Dataset entries:
##############################

PR #853, opened 2024-07-14
Patch for Transporter

angstsmurf:
See discussion here:
https://intfiction.org/t/unsolved-games/67447/38

This game tries to read a property from an object without checking if it is valid in a routine at 0x4bd1. This will be called with a negative value when trying to ASK the wizard about things, and with the number typed when trying to TYPE a number, which may be larger than the number of objects.

We fix this by checking if the argument is a valid object (removing some redundant code to make room).

This will be the largest patch in Bocfel. Possibly there is a simpler solution.

Original code:
```
 4bd1:  41 01 00 00 03          JE              L00,#00 [FALSE] 4bd7
 4bd6:  b1                      RFALSE          
 4bd7:  52 01 01 03             GET_PROP_ADDR   L00,#01 -> L02
 4bdb:  52 01 01 00             GET_PROP_ADDR   L00,#01 -> -(SP)
 4bdf:  2d ff 00                STORE           Gef,(SP)+
 4be2:  a0 ff c5                JZ              Gef [TRUE] 4be8
 4be5:  a4 ff ff                GET_PROP_LEN    Gef -> Gef
 4be8:  e8 bf ff                PUSH            Gef
 4beb:  57 00 02 00             DIV             (SP)+,#02 -> -(SP)

 (The rest of the routine, unchanged from here on:)
 4bef:  55 00 01 04             SUB             (SP)+,#01 -> L03
 4bf3:  0d 05 00                STORE           L04,#00 
 4bf6:  63 05 04 80 11          JG              L04,L03 [TRUE] 4c0a
 4bfb:  6f 03 05 00             LOADW           L02,L04 -> -(SP)
 4bff:  61 02 00 00 03          JE              L01,(SP)+ [FALSE] 4c05
 4c04:  b0                      RTRUE           
 4c05:  95 05                   INC             L04
 4c07:  8c ff ee                JUMP            4bf6
 4c0a:  b1                      RFALSE   
```
Patched code:
```
 4bd1:  42 01 01 80 09          JL              L00,#01 [TRUE] 4bdd
 4bd6:  c3 8f 01 02 31 00 03    JG              L00,#231 [FALSE] 4bde 
 4bdd:  b1                      RFALSE          
 4bde:  52 01 01 03             GET_PROP_ADDR   L00,#01 -> L02
 4be2:  2d ff 03                STORE           Gef,L02
 4be5:  a0 ff c5                JZ              Gef [TRUE] 4beb
 4be8:  a4 ff ff                GET_PROP_LEN    Gef -> Gef
 4beb:  57 ff 02 00             DIV             Gef,#02 -> -(SP)
```


cspiegel:
Let me think about how to deal with this... I'm not sure how broad patching should be, and maybe I set a bad precedent with "Robot Finds Kitten".  Meaning that any game can easily include bad code that breaks, and where should the line be drawn on what to fix?  I'm always going to include Infocom fixes for what I think are obvious reasons, but I half wonder if maybe I should extend Bocfel to load patches from an external file, and then we can create a repository of fixes for non-Infocom games.  That's something that could then be distributed with Gargoyle, Spatterlight, etc, so it can be kept up to date and have whatever fixes we want in there.  It'd also allow on-demand patch updates similar to virus definitions.  I probably won't go that far in Gargoyle, but it would at least be possible.

Bocfel already can load patches from `bocfelrc`, so it'd be pretty easy to extend it to load from a dedicated file that the user doesn't ever need to worry about.  With the current setup, using existing parsing code, it'd look something like:

```
# Transporter tries to read a property of non-existent objects, so we add a bounds check.
[1-960729-1ac6]
0x4bd1 28 [41 01 00 00 03 b1 52 01 01 03 52 01 01 00 2d ff 00 a0 ff c5 a4 ff ff e8 bf ff 57 00] [42 01 01 80 09 c3 8f 01 02 31 00 03 b1 52 01 01 03 2d ff 03 a0 ff c5 a4 ff ff 57 ff]
```
Which isn't pretty, really, but doesn't need to be.

The downside, of course, is that it's divorced from Bocfel itself, but in general I think that's not a horrible thing; most users are going to be using it from another source, e.g. Spatterlight or Gargoyle, which can ensure that it's up to date, and as mentioned, can do it more quickly when necessary.  And the upside is that it's something other interpreters could make use of if they wanted to.

What are your thoughts on this?

angstsmurf:
Having an external file with patches sounds reasonable to me. As long as there is an official patches file that is always included, I guess it might simplify the code to have it includes all the Bocfel patches, including the Infocom ones.

Closing this for now.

##############################

### Exercise description
After reading the records above, transcribe them verbatim.

### Exercise output
PR #853, opened 2024-07-14
Patch for Transporter

angstsmurf:
See discussion here:
https://intfiction.org/t/unsolved-games/67447/38

This game tries to read a property from an object without checking if it is valid in a routine at 0x4bd1. This will be called with a negative value when trying to ASK the wizard about things, and with the number typed when trying to TYPE a number, which may be larger than the number of objects.

We fix this by checking if the argument is a valid object (removing some redundant code to make room).

This will be the largest patch in Bocfel. Possibly there is a simpler solution.

Original code:
```
 4bd1:  41 01 00 00 03          JE              L00,#00 [FALSE] 4bd7
 4bd6:  b1                      RFALSE          
 4bd7:  52 01 01 03             GET_PROP_ADDR   L00,#01 -> L02
 4bdb:  52 01 01 00             GET_PROP_ADDR   L00,#01 -> -(SP)
 4bdf:  2d ff 00                STORE           Gef,(SP)+
 4be2:  a0 ff c5                JZ              Gef [TRUE] 4be8
 4be5:  a4 ff ff                GET_PROP_LEN    Gef -> Gef
 4be8:  e8 bf ff                PUSH            Gef
 4beb:  57 00 02 00             DIV             (SP)+,#02 -> -(SP)

 (The rest of the routine, unchanged from here on:)
 4bef:  55 00 01 04             SUB             (SP)+,#01 -> L03
 4bf3:  0d 05 00                STORE           L04,#00 
 4bf6:  63 05 04 80 11          JG              L04,L03 [TRUE] 4c0a
 4bfb:  6f 03 05 00             LOADW           L02,L04 -> -(SP)
 4bff:  61 02 00 00 03          JE              L01,(SP)+ [FALSE] 4c05
 4c04:  b0                      RTRUE           
 4c05:  95 05                   INC             L04
 4c07:  8c ff ee                JUMP            4bf6
 4c0a:  b1                      RFALSE   
```
Patched code:
```
 4bd1:  42 01 01 80 09          JL              L00,#01 [TRUE] 4bdd
 4bd6:  c3 8f 01 02 31 00 03    JG              L00,#231 [FALSE] 4bde 
 4bdd:  b1                      RFALSE          
 4bde:  52 01 01 03             GET_PROP_ADDR   L00,#01 -> L02
 4be2:  2d ff 03                STORE           Gef,L02
 4be5:  a0 ff c5                JZ              Gef [TRUE] 4beb
 4be8:  a4 ff ff                GET_PROP_LEN    Gef -> Gef
 4beb:  57 ff 02 00             DIV             Gef,#02 -> -(SP)
```


cspiegel:
Let me think about how to deal with this... I'm not sure how broad patching should be, and maybe I set a bad precedent with "Robot Finds Kitten".  Meaning that any game can easily include bad code that breaks, and where should the line be drawn on what to fix?  I'm always going to include Infocom fixes for what I think are obvious reasons, but I half wonder if maybe I should extend Bocfel to load patches from an external file, and then we can create a repository of fixes for non-Infocom games.  That's something that could then be distributed with Gargoyle, Spatterlight, etc, so it can be kept up to date and have whatever fixes we want in there.  It'd also allow on-demand patch updates similar to virus definitions.  I probably won't go that far in Gargoyle, but it would at least be possible.

Bocfel already can load patches from `bocfelrc`, so it'd be pretty easy to extend it to load from a dedicated file that the user doesn't ever need to worry about.  With the current setup, using existing parsing code, it'd look something like:

```
# Transporter tries to read a property of non-existent objects, so we add a bounds check.
[1-960729-1ac6]
0x4bd1 28 [41 01 00 00 03 b1 52 01 01 03 52 01 01 00 2d ff 00 a0 ff c5 a4 ff ff e8 bf ff 57 00] [42 01 01 80 09 c3 8f 01 02 31 00 03 b1 52 01 01 03 2d ff 03 a0 ff c5 a4 ff ff 57 ff]
```
Which isn't pretty, really, but doesn't need to be.

The downside, of course, is that it's divorced from Bocfel itself, but in general I think that's not a horrible thing; most users are going to be using it from another source, e.g. Spatterlight or Gargoyle, which can ensure that it's up to date, and as mentioned, can do it more quickly when necessary.  And the upside is that it's something other interpreters could make use of if they wanted to.

What are your thoughts on this?

angstsmurf:
Having an external file with patches sounds reasonable to me. As long as there is an official patches file that is always included, I guess it might simplify the code to have it includes all the Bocfel patches, including the Infocom ones.

Closing this for now.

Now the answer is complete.